This paper deals with resonant oscillations of a gas between concentric spheres. The gas may be inhomogeneous, belonging to a class of stratifications that allow exact solutions of the Webster horn equation. The nonlinearity in the system is controlled by the Mach number of the input and the geometry is reflected in the ratio of the radius of the internal sphere to the distance between the spheres. We are primarily interested in continuous solutions that are, in effect, a dominant first harmonic, and how the geometry, nonlinearity and inhomogeneity can render these shockless solutions to be shocked. The approximate solution is checked against the corresponding solution of the exact equations, giving satisfactory results.
For more than 70 years, going back at least to the experiments of Lettau (1939) there has been significant interest in the forced nonlinear, resonant response of a gas in a container, see Betchov (1958), Gorkov (1963), Chester (1964), Seymour & Mortell (1973, 1980), Zaripov & Ilgamov (1976), Cox & Mortell (1983) and Ilgamov et al. (1996).

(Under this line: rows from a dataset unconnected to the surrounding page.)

PR #10359, opened 2025-01-15
add Royal Rangers in brands/club/scout

tiptoptom:


data/brands/club/scout.json
```diff
@@ -77,6 +77,16 @@
         "club": "scout"
       }
     },
+    {
+      "displayName": "Royal Rangers",
+      "locationSet": {"include": ["001"]},
```
LaoshuBaby, line 82: I don't think this "royal" things is suitable for all over the world……maybe you can list some major countries in locationSet

tiptoptom: I have found an [overview](https://rri.world/Member_nations.php) of the countries in which the Royal Ragers are active. I think there are 76 countries. Should I add them all to the locationSet?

The majority of this work was focused on plane waves in a closed, straight tube and in understanding shock formation. However, recently, motivated by the experiments of Lawrenson et al. (1998) attention has turned to consider the effects of the shape of the container on resonant oscillations. Of particular interest is the presence or absence of shocks in the flow, a characteristic of disturbances of a homogeneous gas in straight tubes. Here, we examine the effects of nonlinearity, geometry and inhomogeneity on resonant oscillations between concentric spheres.

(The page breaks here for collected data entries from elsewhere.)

PR #10378, opened 2025-01-20
Remove any related multilingual keys from templates

### LINKED ISSUE #7236: ATMs shouldn't have a name tag

### LINKED ISSUE #9260: name:XX left in templated entries
When an entry is created from the `brands/advertising/totem` template, it nukes `name`, but not `name:XX`.

Dimitar5555:
Resolves #7236
Resolves #9260

I might've missed or overlooked something so please test this change. Other than that it seems to produce correct results.

P.S. Quite a few banks have `official_name`, `alt_name` or `short_name`. If we are removing `name` from ATMs, we should remove the above mentioned tags as well.

### DIFF
--- a/lib/file_tree.js
+++ b/lib/file_tree.js
@@ -391,7 +391,7 @@ expandTemplates: (cache, loco) => {
           } else {
             delete tags[osmkey];
             // remove any related multilingual keys
-            const multilingual_keys = ['name', 'alt_name', 'official_name', 'short_name'];
+            const multilingual_keys = ['name', 'alt_name', 'official_name', 'short_name', 'full_name'];
             if (multilingual_keys.includes(osmkey)) {
               Object.keys(tags).forEach (key => {
                 if (key.startsWith(osmkey + ':')) {
--- a/lib/file_tree.js
+++ b/lib/file_tree.js
@@ -390,6 +390,15 @@ expandTemplates: (cache, loco) => {
             tags[osmkey] = tagValue;
           } else {
             delete tags[osmkey];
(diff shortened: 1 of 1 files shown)


bhousel:
I think it's better to use the [templateTags](https://github.com/osmlab/name-suggestion-index/wiki/Item-Property-Reference#templateTags) property to control which tags get copied into the ATMs, rather than hardcoding the tags that you want to exclude in the file reader code.

Snowysauce:
I'm not well-versed in JavaScript, but my understanding is that this new code looks to see if any `name`/`*_name` tags have values of `""` in templates (erasing the tags), and if they do, then it also removes any subtags of the tags set to be erased (`name:*`/`*_name:*`). If that's what this code indeed does, it seems like a good thing to me.

Another tag to consider checking for is `full_name`; there's one use of that tag in `brands/amenity/bank`, complete with a set of companion multilingual tags.

Dimitar5555:
> I'm not well-versed in JavaScript, but my understanding is that this new code looks to see if any `name`/`*_name` tags have values of `""` in templates (erasing the tags), and if they do, then it also removes any subtags of the tags set to be erased (`name:*`/`*_name:*`). If that's what this code indeed does, it seems like a good thing to me.

Yes, this is what the code does. It might be a bit unclear so any suggestions for improvements are welcome!

> Another tag to consider checking for is `full_name`; there's one use of that tag in `brands/amenity/bank`, complete with a set of companion multilingual tags.

Added.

Chester (1991) and Ellermeier (1994a), respectively, showed that the effect of a spherical or cylindrical geometry on the resonant motion of a homogeneous gas may render the oscillations shockless. Then the experiments of Lawrenson et al. (1998) demonstrated that resonant oscillations in a cone, a horn and a bulb were shockless and, moreover, were of technological interest. This phenomenon was termed resonant macrosonic synthesis (RMS). Following a number of numerical investigations of the governing equations (Ilinskii et al. 1998, 2001; Bednarik & Cervenka 2000; Chun & Kim 2000), Mortell & Seymour (2004) provided the first analytical (as distinct from numerical) explanation for these experiments, reproducing in broad terms the experimental findings. The time scale for the evolution of the amplitude is τ=ε2t, where ε3 is the small dimensionless Mach number. There have been various analyses of the modulation of resonance amplitudes in spheres, cylinders and concentric cylinders and spheres (e.g. Ellermeier 1997; Kurihara & Yano 2006) using the potential formulation as in Chester (1991) and for macrosonic waves in cones and bulbs by Mortell et al. (2009) using the formulation in Mortell & Seymour (2004).

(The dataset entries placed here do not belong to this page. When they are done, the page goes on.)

PR #10379, opened 2025-01-20
Update Mavis Tire Brake to car service center from tire store

BPowell76:
Mavis Discount Tire (aka Mavis Tires & Brakes) is a tire and car service center. They sell and do tire work, but also will perform oil changes, brakes inspections/work, and suspension work among a few others things.

Changed the main name to Mavis Tires & Brakes as it appeared more often in the stores list than Mavis Discount Tire, but kept both for name matching.

Also added some pre-selected service center options, but these can be removed if need be.

A list of locations to verify the services performed can be found [here](https://www.mavis.com/locations/all-stores/).


data/brands/shop/car_repair.json
```diff
@@ -756,6 +756,28 @@
...
+      "locationSet": {"include": ["us"]},
+      "matchNames": [
+           "mavis discount tire",
+           "mavis tires and brakes"
+      ],
+      "preserveTags": ["^name"],
+      "tags": {
+        "brand": "Mavis Tire",
+        "brand:wikidata": "Q65058420",
+        "name": "Mavis Tire",
```
Cj-Malone, line 771: Based on the link, I see `Mavis Discount Tire` and `Mavis Tires & Brakes` but not `Mavis Tire`.

Snowysauce:
Based on existing entries, `service:vehicle:*` is a permitted tag group; however, its usage is generally limited to a shop's defining specialty (e.g., `"service:vehicle:glass": "yes"` for a car repair shop that focuses on glass repairs). There's only one existing entry that has more than two `service:vehicle:*` tags (`tigerwheelandtyre-54a38f`), and said entry probably needs a tag cleanup.

data/brands/shop/car_repair.json
BPowell76: It's part of the site's logo

image

BPowell76:
> Based on existing entries, `service:vehicle:*` is a permitted tag group; however, its usage is generally limited to a shop's defining specialty (e.g., `"service:vehicle:glass": "yes"` for a car repair shop that focuses on glass repairs). There's only one existing entry that has more than two `service:vehicle:*` tags (`tigerwheelandtyre-54a38f`), and said entry probably needs a tag cleanup.

I can change it to just tires if we want to keep it limited to one tag, but I feel that might spark some discussion later on about why it was changed from a tire shop to a car repair shop.

data/brands/shop/car_repair.json
Snowysauce: I haven't had the opportunity to fully look into this, but if the company has only two brands, and all stores carry one of the two names, wouldn't it make more sense to split the existing entry into two and drop `preserveTags`? Otherwise, by using `preserveTags` and trying to shoehorn one brand into the other, we're not really standardizing anything, and possibly sending bad suggestions to OSM.

Snowysauce:
With the exception of [tigerwheelandtyre-54a38f](https://nsi.guide/?id=tigerwheelandtyre-54a38f), all-purpose car repair chains in the NSI typically do not have any `service:vehicle:*` tags in their preset.

BPowell76:
Ok. I'll update it and push a new commit this evening after work.

data/brands/shop/car_repair.json
BPowell76: I suppose so. What if we use Mavis Tire as a preserveTags name and use either of the existing ones as the primary? I think Mavis Tires & Brakes was the more common store name (and would be my vote the "primary name"), but it has been a couple of days since I last looked at it.

BPowell76:
It has been a while, but I wanted to let everyone involved in this PR that I pushed a new commit with changes to address the discussions about 2 weeks ago.

data/brands/shop/car_repair.json
Snowysauce: That approach still has the same problem as the original proposal. Two separate entries is the better way to go; even Mavis themselves considers the two names to be sibling brands ([Under FAQs: "Is Mavis Discount Tire the same as Mavis Tires and Brakes? - Yes! Mavis Tires and Brakes is a sub brand of Mavis Discount Tire."](https://www.mavis.com/mavis-family/))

Prior to the experiments of Lawrenson et al. (1998) analytical work had been concerned largely with the effect of small geometric variations from a straight tube in the presence of shocks in the flow (Chester 1994; Mortell & Seymour 1972; Keller 1977; Ockendon et al. 1993; Hamilton et al. 2001). An exception is Ellermeier (1993, 1994b) who outlined a Duffing-like expansion for a strong inhomogeneity. Also, but to a lesser extent, the effects of rate-dependent properties of the gas and changes in the impedance at the end of the cylinder on preventing shocks were examined by Seymour & Mortell (1973), Mortell & Seymour (1972), Ellermeier (1983) and Sturtevant (1974). These latter introduced a damping mechanism to prevent the shocks, but the order of magnitude of the output was not increased.
This paper is concerned with the nonlinear resonant oscillations of an inhomogeneous (i.e. density stratified) gas contained in a spherical shell. The analytical approach used here is a generalization of that in Mortell & Seymour (2004). The essential thrust of the paper is to examine the interactions between the nonlinearity, geometry and the inhomogeneity, and their effects on the resonant oscillations. The governing equations are transformed into a standard form before a Duffing-like perturbation expansion is used to find the amplitude–frequency relation for a continuous motion. The basic assumption is that the solution is dominated by the first harmonic and hence there is a restriction on the range of validity of the expansion that yields continuous solutions, e.g. a sufficiently large increase in the Mach number of the input could invalidate the expansion. At linear theory, O(ε), the standard form yields the Webster horn equation for which exact solutions are available for certain forms of the inhomogeneity via the function s(R). In this paper, one of these is exploited to examine the effects of such an inhomogeneity, and both the geometry and inhomogeneity of the sound field are unified in s(R). The resulting eigenvalue equation that determines the various resonant modes is central to the understanding of shock formation. The modes emerge from linear undamped acoustic theory. When the eigenvalues are sufficiently incommensurate due to the geometry or inhomogeneity, i.e. the system is sufficiently dissonant, shocks do not form, provided the Mach number is not too large. When there are no shocks, and there is no dissipation, the magnitude of the output amplitude is two orders greater than the input.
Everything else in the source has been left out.